Tornando al quadro generale, il rischio che si intravede è che insistendo sul tema dei diritti di proprietà o dei diritti ancillari si finisca per favorire una spartizione monopolistica del Web tra grandi piattaforme e grandi editori che attraverso enclosure sempre più solide ed estese che restringe l’accesso alla qualità a favore di fasce molto limitate di utenti con forte potere di acquisto, mentre il libero accesso andrà ad alimentare gli enormi bacini delle piattaforme con contenuti scadenti funzionali soltanto allo sfruttamento commerciale e politico dei flussi di informazione.

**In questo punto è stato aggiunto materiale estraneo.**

PR #176, opened 2015-06-23
Fixed range docstring to correspond to code

mythguided:
Docstring says it does from a to b, but code pops last, then first, then string. Fixed docstring to correspond to code.


tea-dragon:
lgtm

PR #177, opened 2015-07-10
changing spawn & minion command messages to use (Codec) json

stevedonnelly:
Original purpose of these changes was to add some addition fields (owner and group) to kick commands for resource usage tracking.  Ended up making a variety of changes/clean-up so this sort of thing would be easier in the future.

Note, since the serialization format for command messages is changing, this would cause any persisted messages in the old format to be be dropped.  This should not be a problem for us since the standard release process clears all non-repeating messages from the queue.

Note, I haven't finished testing yet, but I wanted to start the review as soon as possible so this can make it into Monday's release.

### DIFF
--- a/hydra-main/src/main/java/com/addthis/hydra/job/mq/CommandTaskNew.java
+++ b/hydra-main/src/main/java/com/addthis/hydra/job/mq/CommandTaskNew.java
@@ -13,17 +13,18 @@
  */
 package com.addthis.hydra.job.mq;
 
+import com.fasterxml.jackson.annotation.JsonCreator;
+import com.fasterxml.jackson.annotation.JsonTypeInfo;
 
+@JsonTypeInfo(use = JsonTypeInfo.Id.CLASS, include = JsonTypeInfo.As.PROPERTY, defaultImpl = CommandTaskNew.class)
 public class CommandTaskNew extends AbstractJobMessage {
 
-    private static final long serialVersionUID = 1117109955580588580L;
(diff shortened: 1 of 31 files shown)


hydra-main/src/main/java/com/addthis/hydra/job/mq/CommandTaskNew.java
```diff
@@ -16,14 +16,12 @@
 
 public class CommandTaskNew extends AbstractJobMessage {
 
-    private static final long serialVersionUID = 1117109955580588580L;
+    @SuppressWarnings("unused")
+    public CommandTaskNew() {
```
tea-dragon: constructors that exist only for codec / jackson should be either protected or private. That'll probably also handle the warning.

tea-dragon:
looks pretty okay overall. Still a few warts, bu a pretty clear improvement at least.

abramsm:
I appreciate the detailed commit message, very helpful.

mspiegel:
I think I will submit a patch in the near future that will replace all the if/else if/else if/ that use instanceof with dynamic dispatch, since that's the entire point of dynamic dispatch. But this pull request looks good enough for now.

stevedonnelly:
Testing completed.  Had to default type info annotations to handle several cases where messages (specifically HostState and CommandTaskKick) were being serialized to disk/zookeeper as part of Spawn/Minion state.  Rebased on master afterwards.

La soluzione a questi problemi non è la chiusura ma soltanto una maggiore apertura e collaborazione finanziata dalle risorse esistenti. E per fare questo non ci si può limitare all’azione sul piano normativo. Occorre partire da un’azione normativa volta ad abbattere i monopoli imponendo la proprietà pubblica dei dati – accessibilità e riuso -, la disclosure degli algoritmi e l’interoperabilità delle piattaforme. In questo modo si favorirebbero processi strutturalmente rivoluzionari, la nascita di ecosistemi collaborativi capaci di innovare le tecnologie non soltanto in funzione del business ma anche in funzione dell’interesse pubblico e collettivo, facendo scaturire la qualità dei contenuti dal basso, da una nuova organizzazione e da una nuova cartografia della conoscenza.